An independent committee delegated by the Department of Commerce has selected seven members of a board of trustees tasked with managing a nonprofit body that will operate the National Semiconductor Technology Center.
The incoming board of trustees include esteemed tech industry leaders such as former Intel CEO and Chairman Craig Barrett, IBM veteran Nicholas Donofrio and former Palm Computing CEO Donna Dubinsky, according to the National Institute of Standards and Technology, which will be indirectly responsible for NSTC.
“The members of the board of trustees will help to establish an NSTC that is visionary, agile and responsive to the needs of the semiconductor ecosystem,” NIST Director Laurie Locascio said.
“The NSTC will provide our domestic manufacturing industry with technological advances that will keep American-made products competitive, and it will help train the next-generation workforce to make these products in the world’s most advanced facilities,” she elaborated.
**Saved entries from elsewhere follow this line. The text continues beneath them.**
PR #340, opened 2021-12-20
Sanitize user input in log entries (CWE-117)

antoineco:
CodeQL brought to our attention that user input was being logged without sanitization in a few places, potentially allowing attackers to forge log entries, depending on the encoder ([CWE-117](https://cwe.mitre.org/data/definitions/117.html)).

The following Go playground very simply demonstrates the nature of the attack: https://play.golang.com/p/Fk_GxIM071r

This doesn't seem to be a concern when using `zap`'s structured logging (e.g. with `zap.String()`, `zap.Error()`, etc.), because as far as I can tell, both implementations of `zap`'s [Encoder](https://pkg.go.dev/go.uber.org/zap@v1.19.1/zapcore#Encoder) interface escape newline characters properly.

### DIFF
--- a/pkg/sources/adapter/awssnssource/handler/handler.go
+++ b/pkg/sources/adapter/awssnssource/handler/handler.go
@@ -100,7 +100,7 @@ func (h *Handler) ServeHTTP(w http.ResponseWriter, r *http.Request) {
 			return
 		}
 
-		h.logger.Debug("Request body: ", string(body))
+		h.logger.Debugw("Received Notification request", zap.String("body", string(body)))
 
 		notif := &notification{}
 		if err := json.Unmarshal(body, notif); err != nil {
@@ -135,7 +135,7 @@ func (h *Handler) ServeHTTP(w http.ResponseWriter, r *http.Request) {
 			return
 		}
 
-		h.logger.Debug("Request body: ", string(body))
+		h.logger.Debugw("Received SubscriptionConfirmation request", zap.String("body", string(body)))
 
 		subsConfirm := &subscriptionConfirmation{}
 		if err := json.Unmarshal(body, subsConfirm); err != nil {
--- a/pkg/sources/adapter/slacksource/slack.go
+++ b/pkg/sources/adapter/slacksource/slack.go
@@ -24,11 +24,13 @@ import (
 	"io/ioutil"
 	"net/http"
 	"strconv"
+	"strings"
 	"time"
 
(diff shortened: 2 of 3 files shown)


pkg/sources/adapter/awssnssource/handler/handler.go
```diff
@@ -100,7 +100,7 @@ func (h *Handler) ServeHTTP(w http.ResponseWriter, r *http.Request) {
 			return
 		}
 
-		h.logger.Debug("Request body: ", string(body))
+		h.logger.Debugw("Received Notification request", zap.String("body", string(body)))
```
antoineco, line 103: I can only speak about `zap`'s **core** encoder implementations, `json` and `console`, but in both cases I observed that wrapping the request body that way effectively printed newline characters as literal `\n` and `\r`.

pkg/sources/adapter/slacksource/slack.go
```diff
@@ -160,7 +162,7 @@ func (h *slackEventAPIHandler) gracefulShutdown(stopCh <-chan struct{}, done cha
 }
 
 func (h *slackEventAPIHandler) handleError(err error, code int, w http.ResponseWriter) {
-	h.logger.Error("An error ocurred", zap.Error(err))
+	h.logger.Errorw("An error ocurred", zap.Error(err))
```
antoineco, line 165: Similarly, using `Errorw()` together with a structured error field seems to ensure the proper escape of newline characters in stringified errors.

pkg/sources/adapter/slacksource/slack.go
```diff
@@ -122,7 +124,7 @@ func (h *slackEventAPIHandler) handleAll(w http.ResponseWriter, r *http.Request)
 	// There are only 2 documented types to be received from the Events API
 	// - `event_callback`, See: https://api.slack.com/events-api#receiving_events
 	// - `event_callback`, See: https://api.slack.com/events-api#subscriptions
-	switch event.Type {
+	switch eventType := sanitizeUserInput(event.Type); eventType {
```
antoineco, line 127: This event type is eventually logged **inline**, like `"Content not supported: \"Foo\""`.
Considering the nature of the input (a single word), I don't think it is worth logging it as a structured field, and therefore decided to sanitize the input itself, instead of just the logged value.

antoineco (commented):
Notes to reviewers

odacremolbap (approved):

cab105 (approved):

PR #344, opened 2021-12-20
Add Support for CORS Headers to the Webhook Source

### LINKED ISSUE #41: Add support for CORS headers
I received a request for the ability have the HTTP Source send CORS headers during preflight requests where the invoker may require the header for verification.

JeffNeff:
This PR attaches a CORS response header to the response of the incoming POST request. 

If the user specifies the `corsOrigin` option in the spec, upon every request we will now attach the following header parameter: 

```
"Access-Control-Allow-Origin" : <spec.corsOrigin>
```

Closes #41

### DIFF
--- a/config/300-webhooksource.yaml
+++ b/config/300-webhooksource.yaml
@@ -57,6 +57,9 @@ spec:
                   context in which an event happened. Must be expressed as a URI-reference. Please refer to the
                   CloudEvents specification for more details: https://github.com/cloudevents/spec/blob/v1.0.1/spec.md#source-1"
                 type: string
+              corsOrigin:
+                description: "Value of the CORS 'Access-Control-Allow-Origin' header to set on ingested requests."
+                type: string
               basicAuthUsername:
                 description: User name HTTP clients must set to authenticate with the webhook using HTTP Basic
                   authentication.
--- a/config/300-webhooksource.yaml
+++ b/config/300-webhooksource.yaml
@@ -57,7 +57,7 @@ spec:
                   context in which an event happened. Must be expressed as a URI-reference. Please refer to the
                   CloudEvents specification for more details: https://github.com/cloudevents/spec/blob/v1.0.1/spec.md#source-1"
                 type: string
-              corsOrigin:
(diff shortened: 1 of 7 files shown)


config/300-webhooksource.yaml
```diff
@@ -57,6 +57,9 @@ spec:
                   context in which an event happened. Must be expressed as a URI-reference. Please refer to the
                   CloudEvents specification for more details: https://github.com/cloudevents/spec/blob/v1.0.1/spec.md#source-1"
                 type: string
+              corsOrigin:
```
cab105, line 60: I'm sorry, but the name should reflect the full meaning of the header. How about `corsAllowOrigin`?

cab105 (changes requested):
Thank you for the PR. I don't see anything from a logic perspective, but would prefer a name to reflect the full header being set as AllowOrigin. This is to reduce conflict in the other CORS header that is sent by the browser called `Origin`.

pkg/sources/adapter/webhooksource/webhook.go
```diff
@@ -98,6 +97,10 @@ func runHandler(ctx context.Context, s *http.Server) error {
 // handleAll receives all webhook events at a single resource, it
 // is up to this function to parse event wrapper and dispatch.
 func (h *webhookHandler) handleAll(w http.ResponseWriter, r *http.Request) {
+	if h.corsAllowOrigin != "" {
```
JeffNeff, line 100: @cab105 is this right? Or should this be checking aginst a `nil`?

cab105: Much better, thank you!

config/300-webhooksource.yaml
cab105: Thank you!

pkg/sources/adapter/webhooksource/webhook.go
JeffNeff: okay! thank you

cab105 (approved):

Issue #339, opened 2021-12-20
Move e2e test suite and run it in KinD cluster


antoineco:
Create a GitHub Actions workflow that runs the test suite currently located at https://github.com/triggermesh/test-infra/tree/main/test/e2e in a KinD cluster.

The following GitHub Action is able to provision such cluster with Knative pre-installed: https://github.com/marketplace/actions/kubernetes-kind-cluster

antoineco:
Considering this closed by #357.

Tests that remain can't be migrated for now:

- Azure sources (no company account)
- Slack target (requires new token, and potentially racy if I remember correctly)

PR #354, opened 2021-12-24
Deploy TriggerMesh in KinD cluster in preparation for automating E2E tests

antoineco:
Part of #339

In preparation for running e2e tests as part of the standard CI checks, add a GitHub Actions workflow that provisions a local KinD cluster and deploys TriggerMesh in it using `ko`.

I decided to run this workflow on a GitHub Actions runner instead of CircleCI for the time being because [this action](https://github.com/marketplace/actions/kubernetes-kind-cluster) from the GitHub marketplace allows us to provision a KinD cluster **with Knative pre-installed**, which simplifies the setup a lot.

In case we decide to use runners with more resources in the future, we can always switch to CircleCI by creating our own [CircleCI Orb](https://circleci.com/docs/2.0/creating-orbs/) for KinD + Knative. I'm not too worried about resources for the time being though, because even on modest GitHub Actions runners it takes "only" 6 min to `ko apply` TriggerMesh with a warm Go build cache (versus 14 min with a cold cache):

image

### DIFF
--- a/.github/workflows/e2e-tests.yaml
+++ b/.github/workflows/e2e-tests.yaml
@@ -49,9 +49,6 @@ jobs:
         # use for a container registry.
         registry: 'false'
 
-    - name: Apply Knative Eventing ClusterRoles for addressable-resolver
-      run: kubectl apply -f https://raw.githubusercontent.com/knative/eventing/knative-v1.1.0/config/core/roles/addressable-resolvers-clusterrole.yaml
-
     - name: Install ko
       run: go install github.com/google/ko@v0.9.3
 
--- a/.github/workflows/e2e-tests.yaml
+++ b/.github/workflows/e2e-tests.yaml
@@ -1,0 +1,69 @@
+name: End-to-End Testing
+
+on:
+  push:
+    # NOTE(antoineco): To avoid exposing repository secrets to user supplied
+    # code in pull requests, we only allow this workflow to run on the 'main'
+    # branch, where all code changes are expected to have been reviewed by
+    # maintainers.
+    #
+    # We may want to relax this in the future, on condition that safeguards are
+    # added to prevent the workflow from running automatically when an external
+    # contributor submits code changes inside the .github/workflows/ or
+    # test/e2e/ directories.
+    #
+    # Ref. https://securitylab.github.com/research/github-actions-preventing-pwn-requests/
+    branches: [ main ]
+
+jobs:
+
+  e2e-triggermesh:
+    name: Test TriggerMesh components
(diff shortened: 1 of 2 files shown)


.github/workflows/e2e-tests.yaml
```diff
@@ -0,0 +1,57 @@
...
+          ~/go/pkg/mod
+        key: ${{ github.job }}-${{ runner.os }}-go-${{ hashFiles('**/go.sum') }}
+        restore-keys: |
+          ${{ github.job }}-${{ runner.os }}-go-
+
+    - name: KinD Cluster
+      uses: container-tools/kind-action@v1
+      with:
+        knative_serving: v1.0.0
+        knative_kourier: v1.0.0
```
odacremolbap, line 37: should `knative_eventing` be also used?

antoineco: AFAIK none of the end-to-tests directly related to this repo rely on Eventing (direct connections only), so I wanted to save some resources.

But now that you mention it, it could be that the "addressable-resolver" role from Eventing is required to resolve `sink.ref`. Let me try to verify whether that is the case by running a real test.

antoineco: As I expected, TriggerMesh only requires the aforementioned ClusterRole to work, and none of the actual Eventing components. So instead of enabling the entire Eventing bundle (with the default Broker + Channel), I figured it was enough to do [this](https://github.com/triggermesh/triggermesh/compare/f5b3e8e25cc0a73dd3b465cdb414553aba270655..c66683529a0c2e21a913acaa7c80bc2a47654a0c).

Let me know whether that works for you.

Merry Christmas! 🎄

odacremolbap: sure thing!

odacremolbap (approved):

.github/workflows/e2e-tests.yaml
```diff
@@ -0,0 +1,66 @@
...
+    # branch, where all code changes are expected to have been reviewed by
+    # maintainers.
+    #
+    # We may want to relax this in the future, on condition that safeguards are
+    # added to prevent the workflow from running automatically when an external
+    # contributor submits code changes inside the .github/workflows/ or
+    # test/e2e/ directories.
+    #
+    # Ref. https://securitylab.github.com/research/github-actions-preventing-pwn-requests/
+    branches: [ main ]
```
antoineco, line 16: Adding a note for myself about recommended security practices in GitHub Actions: https://docs.github.com/en/actions/security-guides/security-hardening-for-github-actions

PR #357, opened 2021-12-26
Migrate remaining E2E tests for event sources from test-infra

antoineco:
Part of #339
Requires #356

Migrates the rest of the source tests from test-infra, with the exception of tests related to Microsoft Azure services because we don't yet have a company account.

---

A successful test run: https://github.com/triggermesh/triggermesh/actions/runs/1631370315

PR #379, opened 2021-12-29
Improve E2E test suite for Google Cloud Pub/Sub source

antoineco:
While migrating E2E tests in #357, I noticed a few issues / possible improvements with the test suite for the Google Cloud Pub/Sub source:

- The test case where the Pub/Sub subscription is provided by the user...
  - ... does not clean up the subscription at the end of the test ([code](https://github.com/triggermesh/triggermesh/blob/1d8390e2bbe5fb30ec9dbe62fc2b8f67747a477c/test/e2e/sources/googlecloudpubsub/main.go#L181-L185))
  - ... sets `spec.subscription` while the attribute is called `spec.subscriptionID` ([code](https://github.com/triggermesh/triggermesh/blob/1d8390e2bbe5fb30ec9dbe62fc2b8f67747a477c/test/e2e/sources/googlecloudpubsub/main.go#L284-L285), [spec](https://github.com/triggermesh/triggermesh/blob/1d8390e2bbe5fb30ec9dbe62fc2b8f67747a477c/config/300-googlecloudpubsubsource.yaml#L60-L65))

- The same setup steps and test logic were duplicated ([code](https://github.com/triggermesh/triggermesh/blob/1d8390e2bbe5fb30ec9dbe62fc2b8f67747a477c/test/e2e/sources/googlecloudpubsub/main.go#L91-L113), [code](https://github.com/triggermesh/triggermesh/blob/1d8390e2bbe5fb30ec9dbe62fc2b8f67747a477c/test/e2e/sources/googlecloudpubsub/main.go#L187-L211)).
  - _solution:_
    - I nested the two tests under a common test context, so they can use shared setup steps (`BeforeEach`).
    - I moved the test logic to a closure (`SendMessageAndAssertReceivedEvent`), as demonstrated in the [Ginkgo docs](https://onsi.github.io/ginkgo/#locally-scoped-shared-behaviors).

- Some variable names weren't explicit about what they represent.
  - _solution:_ append `Name` when something represents a _Resource Name_, `ID` when something represents an ID

- Every Google Cloud test was re-declaring common own environment variables ([code](https://github.com/triggermesh/triggermesh/blob/1d8390e2bbe5fb30ec9dbe62fc2b8f67747a477c/test/e2e/sources/googlecloudpubsub/main.go#L62-L63)).
  - _solution:_ I moved the variables to the framework's `gcloud` package, and simplified the contract with `ServiceAccountKeyFromEnv()` and `ProjectnameFromEnv()` helpers that do not require any parameter.

- Misc:
  - Some helpers were accepting a `Topic` struct (client) while only the topic ID was required.
  - Added more test cases for invalid specs (empty creds, invalid subscription ID, empty topic name)

### DIFF
--- a/test/e2e/README.md
+++ b/test/e2e/README.md
@@ -367,7 +367,7 @@ The benefits of this approach become more obvious when the complexity of test sc
 [ginkgo-docs]: https://onsi.github.io/ginkgo/
 [ginkgo-issue222]: https://github.com/onsi/ginkgo/issues/222
 [ginkgo-struct]: https://onsi.github.io/ginkgo/#structuring-your-specs
-[optimized-test]: https://github.com/triggermesh/triggermesh/blob/main/test/e2e/sources/awscodecommit/main.go#L171-L187
+[optimized-test]: https://github.com/triggermesh/triggermesh/blob/1d8390e2/test/e2e/sources/awscodecommit/main.go#L171-L187
 
 [k8s-e2e]: https://godoc.org/k8s.io/kubernetes/test/e2e
 [sigtesting-howto]: https://github.com/kubernetes/community/blob/master/contributors/devel/sig-testing/writing-good-e2e-tests.md
--- a/test/e2e/framework/gcloud/gcloud.go
+++ b/test/e2e/framework/gcloud/gcloud.go
@@ -23,6 +23,11 @@ import (
 	"github.com/triggermesh/triggermesh/test/e2e/framework"
 )
 
+const (
+	envServiceAccountKey = "GCLOUD_SERVICEACCOUNT_KEY"
+	envProjectName       = "GCLOUD_PROJECT"
+)
+
 const pubsubLabelOwnerResource = "io-triggermesh_owner-resource"
 
 // PubSubResourceID returns a deterministic Pub/Sub resource ID matching the given framework.Framework.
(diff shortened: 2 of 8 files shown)


test/e2e/README.md
```diff
@@ -367,7 +367,7 @@ The benefits of this approach become more obvious when the complexity of test sc
 [ginkgo-docs]: https://onsi.github.io/ginkgo/
 [ginkgo-issue222]: https://github.com/onsi/ginkgo/issues/222
 [ginkgo-struct]: https://onsi.github.io/ginkgo/#structuring-your-specs
-[optimized-test]: https://github.com/triggermesh/triggermesh/blob/main/test/e2e/sources/awscodecommit/main.go#L171-L187
+[optimized-test]: https://github.com/triggermesh/triggermesh/blob/1d8390e2/test/e2e/sources/awscodecommit/main.go#L171-L187
```
cab105, line 370: Why the change from main to a specific hash?

cab105 (approved):
I'm always impressed when reading your code. I do have one question more from a documentation standpoint, but not a blocker.

test/e2e/README.md
antoineco: So that the link doesn't start pointing at something else than originally intended if the code changes on `main` :) Typical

This center is one of four research and development programs overseen by NIST’s CHIPS Research and Development Office. Its purpose is to help chip manufacturers and suppliers expedite technologies at a lower cost and time-to-market.
Aside from Barrett, Donofrio and Dubinsky, the new board members are former Zilog interim CEO Robin Abrams, AE Industrial Operating Partner and Wash100 awardee Reginald Brothers, Erica Fuchs, who serves as professor of engineering and public policy at Carnegie Mellon University, and James Plummer, John M. Fluke Professor of Electrical Engineering at Stanford University.